THE BOY WHO IMPEACHED THE PRESIDENT

by Carl L. Biemiller,
edited by C. J. Carnahan and Eric Biemiller

lightning Copyright © 2005 by Eric C. Biemiller

Please respect the copyrights.
lightning
The chapter links are located at the end of each chapter.
Chapter 3

Reginald B. Bailiff was overflowing his kitchen when Dr. Decker Todd arrived. Bailiff overflowed any room that managed to cage him for a time. There is a news picture somewhere in existence which shows him posed with the New York Knickerbocker basketball team in Madison Square Garden. The Knicks look like hobbits, and the Garden itself seems shrunken. Dr. Bailiff, sometimes called Beetle (as well as other things) by friends, was a sizeable man. His clothes, although exquisitely tailored, always looked bagged, as though they encased a dark and roily storm cloud. He was a dark man, so black, in fact, that the no-light of a well bottom could be called blond by comparison.
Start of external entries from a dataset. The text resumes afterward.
PR #2647, opened 2024-07-30
MWPW-153810 media image is seen loaded twice in product page urls in desktop

suhjainadobe:
Media image is seen loaded twice in product page urls in desktop
This fixes the replacing of whole innerHTML if there is any placeholder on the page.  It only the specific placeholder text.

Resolves: [MWPW-153810](https://jira.corp.adobe.com/browse/MWPW-NUMBER)

**Test URLs:**
- Before: https://main--milo--adobecom.hlx.page/drafts/suhjain/performance/marquee-light
- After: https://placeholderreplacement--milo--suhjainadobe.hlx.live/drafts/suhjain/performance/marquee-light


mokimo (commented):
Love the concept as already mentioned on slack 🚀 

Seems like the after link, linter & UTs are still failing:
Screenshot 2024-07-30 at 10 01 20

libs/utils/utils.js
```diff
@@ -724,10 +724,25 @@ async function decorateIcons(area, config) {
...
+  );
+  const nodes = [];
+  let node;
+  while (node = walker.nextNode()) {
+    nodes.push(node);
+  }
+  if (!nodes.length) return;
   const { replaceText } = await import('../features/placeholders.js');
-  el.innerHTML = await replaceText(el.innerHTML, config, regex);
+  for (const textNode of nodes) {
```
vhargrave, line 743: I'd put all these promises in a promise.all and await that, just so this for loop can truly run in parallel.

libs/utils/utils.js
```diff
@@ -724,10 +724,25 @@ async function decorateIcons(area, config) {
...
-  const found = regex.test(el.innerHTML);
-  if (!found) return;
+  const walker = document.createTreeWalker(
+    el,
+    NodeFilter.SHOW_TEXT,
+    {
+      acceptNode: (node) => {
+        regex.test(node.nodeValue) ? NodeFilter.FILTER_ACCEPT : NodeFilter.FILTER_REJECT; 
+      },
+    }
```
overmyheadandbody, line 734: This might also lead to some ESLint complaints, but it's a tiny bit smaller and has a more explicit `return`
```suggestion
    {
      acceptNode: (node) => regex.test(node.nodeValue)
        ? NodeFilter.FILTER_ACCEPT : NodeFilter.FILTER_REJECT,
    },
```

libs/utils/utils.js
```diff
@@ -724,10 +724,25 @@ async function decorateIcons(area, config) {
...
+  );
+  const nodes = [];
+  let node;
+  while (node = walker.nextNode()) {
```
overmyheadandbody, line 738: I'm a bit confused - why are we using `nextNode` and not `currentNode` for the actual node we're interested in?

overmyheadandbody (commented):
Great idea! ESLint has a few comments that need to be addressed on top of what the reviewers suggested so far. Since this is `utils.js`, it might make sense to have another look at places where we can optimize code footprint.

mokimo:
Code looking good, there are still some nala tests failing https://github.com/adobecom/milo/actions/runs/10192039682/job/28194263694?pr=2647

aishwaryamathuria (approved):

libs/utils/utils.js
```diff
@@ -724,10 +724,27 @@ async function decorateIcons(area, config) {
 async function decoratePlaceholders(area, config) {
   const el = area.querySelector('main') || area;
   const regex = /{{(.*?)}}|%7B%7B(.*?)%7D%7D/g;
-  const found = regex.test(el.innerHTML);
-  if (!found) return;
```
overmyheadandbody, line 728: Did you by any chance check whether this is quicker for areas that don't use placeholders compared to defining the tree walker? Some data on that might be interesting. Regular expressions are slow, but one is used anyway in the tree walker, so I'm curious to compare areas with and without placeholders from a performance perspective with this approach.

mokimo (approved):

libs/utils/utils.js
suhjainadobe: > Did you by any chance check whether this is quicker for areas that don't use placeholders compared to defining the tree walker? Some data on that might be interesting. Regular expressions are slow, but one is used anyway in the tree walker, so I'm curious to compare areas with and without placeholders from a performance perspective with this approach.

Ran tests on https://placeholderreplacement--milo--suhjainadobe.hlx.live/drafts/suhjain/performance/marquee-light
Treewalker function took : 0.19999998807907104 milliseconds
async function decoratePlaceholders(area, config) { const el = area.querySelector('main') || area; const regex = /{{(.*?)}}|%7B%7B(.*?)%7D%7D/g; const walker = document.createTreeWalker( el, NodeFilter.SHOW_TEXT, { acceptNode(node) { return regex.test(node.nodeValue) ? NodeFilter.FILTER_ACCEPT : NodeFilter.FILTER_REJECT; }, }, ); const nodes = []; // Start timing const startTime = performance.now(); let node = walker.nextNode(); while (node !== null) { nodes.push(node); node = walker.nextNode(); } // End timing const endTime = performance.now(); console.log(TreeWalker took ${endTime - startTime} milliseconds to find the nodes); if (!nodes.length) return; const { replaceText } = await import('../features/placeholders.js'); const replaceNodes = nodes.map(async (textNode) => { textNode.nodeValue = await replaceText(textNode.nodeValue, config, regex); }); await Promise.all(replaceNodes); }

Regrex function took: 0.30000001192092896 milliseconds
`async function decoratePlaceholders(area, config) {
const el = area.querySelector('main') || area;
const regex = /{{(.?)}}|%7B%7B(.?)%7D%7D/g;

// Start timing
const startTime = performance.now();
const found = regex.test(el.innerHTML);
// End timing
const endTime = performance.now();

console.log(Regex test took ${endTime - startTime} milliseconds);

if (!found) return;

const { replaceText } = await import('../features/placeholders.js');
el.innerHTML = await replaceText(el.innerHTML, config, regex);
}`

@overmyheadandbody : Please let me know if this is the data that you wanted to know?

suhjainadobe: > Did you by any chance check whether this is quicker for areas that don't use placeholders compared to defining the tree walker? Some data on that might be interesting. Regular expressions are slow, but one is used anyway in the tree walker, so I'm curious to compare areas with and without placeholders from a performance perspective with this approach.

test

spadmasa:
Validation done on the pr , details are updated in 
https://jira.corp.adobe.com/browse/MWPW-153810
https://main--cc--adobecom.hlx.page/products/premiere?milolibs=placeholderreplacement--milo--suhjainadobe&mep=off
image

PR #2664, opened 2024-07-31
Query Parms update & sendTargetResponse function update

theankit-sinha:
Query Parms update & sendTargetResponse function update

- sendTargetResponse: Added Check for window._satellite and changed direct alloy call to _satellite call 
- Added additional parameter as marketingtech to disable analytics calls

Resolves: [ENB-6995](https://jira.corp.adobe.com/browse/ENB-6995)

**Test URLs:**

**Before**: https://www.adobe.com/products/photoshop.html?marketingtech=off
**After**: https://www.adobe.com/products/photoshop.html?marketingtech=off

**Dummy Test url**: https://marketingtech--milo--theankit-sinha.hlx.page?marketingtech=off

**Note**
Currently when passing  marketingtech=off page is not loading, Expected behavior is martech bootstrap should not load and page should load as it is  

**More Information**
There are 2 changes

1. In Martech.js which currently resides in [milo/libs/martech/](https://github.com/adobecom/milo/blob/main/libs/martech/martech.js) folder, we noticed there is a function named by sendTargetResponseAnalytics which has sendEvent call using window.alloy now for the requirement to disable analytics tracking we have added certain conditions in launch due to which we are able to control data collection for most of the calls, but for this function as it is directly calling window.alloy data is being sent, we would like to modify this function.

2. In Utils.js which resides in [milo/libs/utils/](https://github.com/adobecom/milo/blob/main/libs/utils/utils.js) folder, there is another function named by loadMartech where there are certain condition to check if  "martech=off" exists in query params or not if it exists we do not load martech.js library, we would like to add another optional parameter as "marketingtech=off" , as our main bootstrap script has this as query prams to disable analytics library completely, currently when we pass "marketingtech=off" in any adotcom pages, page seems to crash / fail to load.


theankit-sinha:
Hey @vivgoodrich & @markpadbe 
Please find the attached PR for the request and refer to the description added

libs/martech/martech.js
```diff
@@ -100,20 +100,22 @@ function sendTargetResponseAnalytics(failure, responseStart, timeout, message) {
...
-    documentUnloading: true,
-    xdm: {
-      eventType: 'web.webinteraction.linkClicks',
-      web: {
-        webInteraction: {
-          linkClicks: { value: 1 },
-          type: 'other',
-          name: val,
+  if(window._satellite && window._satellite.track){
+    window._satellite.track('event', {
```
overmyheadandbody, line 104:
```suggestion
  window._satellite?.track?.('event', {
```

overmyheadandbody (commented):
Adding a few more people to have a look, as moving back to direct `_satellite` calls seems a bit unintuitive to me. CC: @chrischrischris, @bbythewa

libs/martech/martech.js
theankit-sinha: @overmyheadandbody -makes sense, will update the request Thanks :)

vgoodric (approved):

vgoodric:
@overmyheadandbody, @sharg1 I have recreated this PR with a branch I made to help get a QA link. @theankit-sinha was having trouble finishing the setup.

New PR: https://github.com/adobecom/milo/pull/2682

Set within the ebony satin drum which was his face was a pair of gentle amethyst eyes, their purple glints forever changing.

Those eyes danced over the rumple that was Dr. Todd.

“I know,” said the huge man. “You’ve got something for my funny farm. Your patient, the Kynwood boy, has psi talents, and while you don’t believe there are any for really real, you want me to stop by and explain whatever has betrayed your own good brain. After you stuff on my food, that is.”

“Listen, oh Zulu warrior, I didn’t come here to knock your silly science, if it is one. Just to eat your buns, no waffles, bacon, ham, kidney or eggs, thanks. And, ding-blast-it, how come you always know what I’m going to say before I know what Im going to say? Ah, ha! That gabby telephone operator at the hospital, eh? And you gave her the fancy third degree when she called. Why don’t you get a job as one of those fancy black detectives on television? By gollies, I’m hungry. Maybe I’ll try six or eight eggs with you, and a dibby-dab or dozen sticky buns.”

“I got all the degrees in medicine they got to dole out, an’ ol’ whitey pink skin hollers for a short order cook.”

Reginald B. Bailiff beamed and lighted up the kitchen. He could have told Dr. Todd how he knew what Dr. Todd was going to say before he said it.

Dr. Bailiff was a telepath long before he played all-pro football for the Minnesota Vikings, before he became a medical doctor, a highly competent surgeon, and one of the world’s most eminent psychiatrists.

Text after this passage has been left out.